TEST_PATH = "Final Project data/Intra/test/"


# data specific
NUM_CHANNELS = 248
NUM_CLASSES = 4
LABEL_MAP = {'rest':0, 'taskmotor':1, 'taskstorymath':2, 'taskworkingmemory':3}


# Model specific
NUM_EPOCHS = 10

# Load and Preprocess Data
Apply a lowpass filter for downsampling the frequency

In [3]:
# lowpass filter
def bandpass_filter(data, lowcut=1.0, highcut=150.0, fs=2034, order=5):
    nyq = 0.5 * fs
    low = lowcut / nyq
    high = highcut / nyq
    b, a = butter(order, [low, high], btype='band')
    return filtfilt(b, a, data, axis=-1)

# down sampling data to a lower frequency that still contains usable information
def downsample_sample(data, orig_fs=2034, target_fs=250):
    factor = int(orig_fs / target_fs)
    return decimate(data, factor, axis=-1, ftype='fir', zero_phase=True)

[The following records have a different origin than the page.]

PR #2095, opened 2023-05-11
remove-feat: proxy

carterqw2:


cmd/utils/flags.go
```diff
@@ -1472,108 +1440,6 @@ func setIstanbul(ctx *cli.Context, stack *node.Node, cfg *eth.Config) {
...
-	if ctx.GlobalIsSet(ProxyFlag.Name) {
-		nodeCfg.Proxy = ctx.GlobalBool(ProxyFlag.Name)
-		ethCfg.Istanbul.Proxy = ctx.GlobalBool(ProxyFlag.Name)
-
-		// Mining must not be set for proxies
-		if ctx.GlobalIsSet(MiningEnabledFlag.Name) {
-			Fatalf("Option --%s must not be used if option --%s is used", MiningEnabledFlag.Name, ProxyFlag.Name)
-		}
-		// Replica must not be set for proxies
-		if ctx.GlobalIsSet(IstanbulReplicaFlag.Name) {
```
mcortesi, line 1499: should also remove ReplicaFlag i believe

consensus/consensus.go
```diff
@@ -168,11 +168,8 @@ type PoW interface {
...
-	// IsProxiedValidator returns true if this node is a proxied validator
-	IsProxiedValidator() bool
-
-	// IsProxy returns true if this node is a proxy
-	IsProxy() bool
+	// IsValidator returns true if this node is a validator
+	IsValidator() bool
 
 	// IsPrimary returns true if this node is the primary validator
 	IsPrimary() bool
```
mcortesi, line 175: i would remove IsPrimary and related since  it's related to HotSwap

cmd/geth/usage.go
```diff
@@ -191,9 +191,7 @@ var AppHelpFlagGroups = []flags.FlagGroup{
 	},
 	{
 		Name: "ISTANBUL",
```
palango, line 193: Can we remove this whole group?

palango (approved):
Looks good, some small nit below. And needs to be rebased.

cmd/utils/flags.go
```diff
@@ -1453,119 +1414,15 @@ func setIstanbul(ctx *cli.Context, stack *node.Node, cfg *eth.Config) {
 	if ctx.GlobalIsSet(LegacyIstanbulProposerPolicyFlag.Name) {
 		log.Warn("Flag value is ignored, and obtained from genesis config", "flag", LegacyIstanbulProposerPolicyFlag.Name)
 	}
-	cfg.Istanbul.ReplicaStateDBPath = stack.ResolvePath(cfg.Istanbul.ReplicaStateDBPath)
```
mcortesi, line 1456: A good "clean up" would be to move all CELO specific flag code to a celo_flags.go file

consensus/istanbul/announce/valproxy.go
```diff
@@ -20,43 +19,6 @@ type ValProxyAssigmnentProvider interface {
 	GetValProxyAssignments(valAddresses []common.Address) (map[common.Address]*enode.Node, error)
 }
 
-type proxyVPAP struct {
```
mcortesi, line 23: shouldn't we remove the whole concept of "ValProxyAssigmnentProvider". I understand is to "assign one of my proxies to another validator", basically tell them which is my "enode address" but it would actually be one of my proxy's address.

Without proxies, you just send them your address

def get_dataset_name(filename_with_dir):
    filename_without_dir = filename_with_dir.split( '/')[-1]
    temp = filename_without_dir.split ('_')[:-1]
    dataset_name = "_". join(temp)
    return dataset_name

# get the label from the file name
def get_y_from_filename(filename):
    split_name = filename.split('_')
    return "".join(split_name[:-2]).lower()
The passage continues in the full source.